Thursday, October 11, 2012

do you have a spiritual practice?

Sarah recently joined me at Sonoma Ashram where she was a part of  our most recent yoga teacher training. Sarah is near and dear to my yogini heart and I just knew she would love this sweet place as I do. Please enjoy this thoughtful post from her. It's pretty perfect. I'm especially thankful that she got to spend some time with Babaji, the monk who founded and resides at Sonoma Ashram. Sarah also took these pretty photos around the property at the Ashram.

Many yoga students have asked me about my time and experiences at the Ashram. It is my hope and plan to share much more about this sweet place. One questions I get often is about taking a personal retreat at the Ashram. If this is something that interests you, you can read more details here. Enjoy Friend.



“Do you have a spiritual practice?” was the gentle question posed to me by Babaji as I sat with him at the Ashram just four short weeks ago.

My six days at the Ashram out in California were transformative.  I got to meet Babaji.  I got to slow my pace of life down, to simplify and un-complicate the schedule of my day. 

I got to spend time practicing yoga,
teaching yoga,
connecting to the people around me at the Ashram through seva (service),
meditating and practicing Puja at sunrise and sunset.
I had lots of time to just be.
 

I walked through the labyrinth and gardens.
I rested.
I reconnected with myself…

…as I disconnected from the busy-ness of my everyday life back in Kentucky.

And you know what? Turns out that all of that rest and simplification of my day allowed space.

Space for peace
And space for joy
To settle deeply into my heart.

Space to connect with my spirit. 
To shyly wave and smile at that part of me that transcends the do-to list, and all the other small things of my day to day.
 
The part of me that reminds me that I am whole.  I am complete.  I am perfection.

Back to that question…“Do you have a spiritual practice?”

My mind raced.  “Well, sure… I meditate, I do breath work, and I have my yoga practice…” I trailed off.  Babaji smiled a patient smile as I floundered to explain.

But the truth is I didn’t have a spiritual practice.  And I had no idea what it would take to start one.

How does one start a spiritual practice, exactly? And why is a spiritual practice important?
 

A few days after returning home from the Ashram and California, I started to understand the importance of a spiritual practice.

A few days after that deep peace and joy had settled into my heart in the sweet space of the Ashram, I found that I started to lose that peace back in Kentucky. 

I felt downright grumpy.

The busy-ness of my days was trying my patience.  I started to “sweat the small stuff” again.  What the hell happened? I asked myself.  How could I have so quickly lost my way again?

I felt like I had toppled off a mountaintop experience (my time at the Ashram), and found myself looking up trying to figure out just how I’d managed to lose that peace and joy so quickly.

And, in the midst of my internal questioning, I remembered Babji’s question to me… “Do you have a spiritual practice?”

Oh yes.  That’s right.  Hm.  Perhaps there might be something to that…

Reflecting back on my Ashram experience, I had this opportunity for simplicity.
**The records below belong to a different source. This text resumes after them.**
Issue #1895, opened 2022-06-02
Import/Export todos


RumovZ:
With basically all of the old code ported to Rust, it's time to turn to new features and improvements. This issues is supposed to track such todos, which have previously been scattered across various PRs and issues.
Some discussion is on #1018 and this list will be updated according to the progression over there.

General
---

- [ ] Custom exporters/importers.

Apkg
---

- [x] Check invalid ids on import (ids 1000x too large).
- [ ] Notetype remapping on import.
- [ ] Private fields.
- [ ] Private tags.
- [x] Update with older mtime. (https://github.com/ankitects/anki/pull/2612)
- [ ] Generate cards on import (#1836).
- [x]  Populate media DB on import (#1831).
- [x] Export filtered decks (without conversion to regular ones). (https://github.com/ankitects/anki/pull/1743#discussion_r840255927)
- [ ] Warn about extraneous exported cards and decks due to scattered siblings.
- [x] Allow importing without scheduling, if file contains some. (https://github.com/ankitects/anki/pull/2612)

JSON
---

More notes on https://github.com/ankitects/anki/pull/1850#issuecomment-1122156181.
-   [ ] Validation checks.
-   [ ] Error handling. (More specific errors, don't abort if failure results from target collection state, ...)
-  [ ] Support importing new cards (https://github.com/ankitects/anki/pull/1850/files#r869037548.
-  [ ] Port SuperMemo and Pauker importers to JSON, or figure out if we can map the legacy NoteImporter code to JSON automatically (or semi-automatically)
- [ ] Extract Mnemosyne, SuperMemo and Pauker importers into separate add-ons

CSV
---

-  [x] Preview for first few records.
-  [x] Optionally export notetype and deck columns. (Let user decide if by name or id?)
-  [x] Handle failures in `GetCsvMetadata`.
-  [x] Support note id/guid column. (just guid)
-  [ ] Report unmapped columns.
-  [x] Maybe add tooltips to import options. (#2655)
-  [x] Restrict duplicate check to current deck (https://github.com/ankitects/anki/pull/2372)

From https://forums.ankiweb.net/t/import-problems-suggestions/5856. Might also apply to JSON.
- [ ] Batch importing.
- [ ] Import media files from same folder.
- [ ] Import notetypes.
- [x] Create decks on import.

dae:
> Import deck options without scheduling information.

[...]

PR #2612, opened 2023-08-19
Merging Notetypes on Import

### LINKED ISSUE #2482: New importer creates new copy of remapped notetypes on each import
When we encounter a notetype schema conflict in .apkg import, we add the incoming notetype with a new id. This happens each time the file is imported, so if the user imports the file multiple times, they end up with a bunch of duplicate notetypes.

The way the original importing code handled this is to add remapped notetypes with an incremental id, and reuse an existing one with a matching schema. I briefly brought this up on https://github.com/ankitects/anki/pull/1743#issuecomment-1082569967, but it looks like we may have forgotten about it.

Ideally, we would reuse a previous remapped notetype if available, as if the user has a workflow that involves regularly importing updated versions of the shared deck, they'll end up with lots of different notetypes.

RumovZ:
Fixes #2482.

As you can see, the problem is with the help modal (and also the revert arrow, but I haven't spend much time looking into that). Would appreciate your help.

grafik


dae:
Modal issue turned out to be fairly simple thankfully - while one would logically expect HelpModal to be self-contained, it relies on global bootstrap styles.

RumovZ:
Thanks! I'm lost regarding those dependencies in the web layer. 🙂
Maybe it would make sense to add an `OptionsPage.svelte` component which would be an abstraction of `DeckOptionsPage.svelte`. Presumably, the number of options dialogs in the web layer will only grow.

rslib/src/notetype/fields.rs
```diff
@@ -38,6 +38,7 @@ impl NoteField {
             ord: None,
             name: name.into(),
             config: NoteFieldConfig {
+                id: Some(rand::random()),
```
RumovZ, line 41: I wonder if this is sufficient. If my math is correct, there's a 0.003% chance to have an id collision within a notetype with 500 fields ([Birthday Problem](https://en.wikipedia.org/wiki/Birthday_problem)). Is there an upper bound on the number of fields?
I wanted to avoid potential future problems with JS precision, but maybe I should still use an u64 and null the first 11 bits.

RumovZ:
There's also a more general issue I could use help with: If a job fails, I don't get any helpful error message. E.g. I'm currently struggling to add a field to a proto message, but the only output I get is this:
```
C:\code\anki [notetype-import ↑3 +1 ~5 -0 !]> ./run
    Finished release [optimized] target(s) in 0.27s
failed: pylib:rsbridge

Build failed.
```
It's the same for other jobs and whether I use `ninja check`, `ninja check:eslint:import-anki-package` or whatever. Is it the same for you?

abdnh:
> If a job fails, I don't get any helpful error message.

@RumovZ I struggled with this while working on my last PR but forgot to report it. Very frustrating.

dae:
This was a Windows-specific issue - please try updating n2 using the link above.

dae:
Sorry, pushing that fix to the main branch caused GitHub to think it "fixed" this PR, not the linked comment.

rslib/src/notetype/fields.rs
dae: I don't think there's a hard limit, but the editor might struggle if too many are used. In any case, I think we're probably better off going with the safer option. JS precision shouldn't be an issue with protobuf-es - i64s are stored as BigInts.

RumovZ:
> This was a Windows-specific issue - please try updating n2 using the link above.

Works perfectly again, thanks.

dae:
I tried busting the Rust cache to fix the CI error, but another PR ran first, and the issue is back. Will try updating to the latest Rust version, and if the issue still exists, we should probably report it upstream.

dae:
Let's see how things go after you rebase this. :-)

RumovZ:
Works again. 🤷

What do you think about also writing a little add-on for retroactively adding template and fields ids? This would allow deck authors to take full advantage of the merge feature with existing decks going forward.

dae:
Sorry for the delay. What do you think about doing this in Check Database instead? That way it solves the problem even for mobile-only users, and avoids users needing to download extra stuff.

RumovZ:
The problem is that if you add IDs to an imported notetype, they will conflict with the IDs the original creator may have added, making a correct merge impossible.
So we only want deck authors to add IDs to their shared notetypes.

dae:
:man_facepalming: that makes sense. Add-on does seem like the best option then :-)

RumovZ:
I sneaked in some points from https://github.com/ankitects/anki/issues/1895. Regarding error handling, should we expose a complete `BackendError` to TS callers, at least optionally? Then they could do things like link to the attached help page.

Ready for review now. I guess you want to merge soon in order to fix the link checks.

ftl/core/importing.ftl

And this simplicity created the space for me to connect to spirit, to realize how whole and complete and perfect I already am, and to allow my natural state of peace and joy to bubble up and spill out of me.

Whoa.  So how could I possibly bring what I learned at the Ashram into my daily life here in Kentucky?

Babaji encourages anyone interested in starting a spiritual practice to commit to a very simple daily practice.  Here it is: three mind-full breaths.  Three mind-full breaths, you say…that’s it?

That’s simple, Sarah, you say to me.

Not so fast, I say to you.  I carried this intention home with me from California.  Three mind-full breaths, I thought…piece of cake.

The idea is that upon waking in the morning, to pull yourself into a seated position (in bed is fine), and to take three mind-full breaths.  That’s it.

In the first week I was home, I think I managed to remember this about 5 out of the 7 days.  One morning, I was driving to work before I realized I’d forgotten to take my three mind-full breaths. Whoops.  At the stoplight, I took my breaths.

After two weeks of this practice of three mind-full breaths, I was craving more. 

I remembered how when I was at the Ashram, upon finishing my dinner, I would find myself really looking forward to sitting down in the temple and getting quiet to meditate as the sun set and twilight rose.  Those sweet moments to connect to my spirit before settling down to sleep.

So I have established for myself a daily spiritual practice.
 

It doesn’t matter what I do (Although I put some though into it before beginning.  For me, it involves incense, a mudra, my prayer beads, and some time with my breath).  It doesn’t matter how long I do it (For me, it is averaging about 10-15 minutes) or when I do it (For me, it is first thing in the morning upon waking).

What matters is that I connect to spirit.  That what I do has meaning to me.  And that I make the space to do it every day.  No excuses.
And I am once again finding that peace and joy within me.  And I am remembering my wholeness, my completeness, and my perfection.

My spiritual practice becomes the thread that I can return to when I start to forget my peace or my joy.

So, I ask you the same question…Do you have a spiritual practice?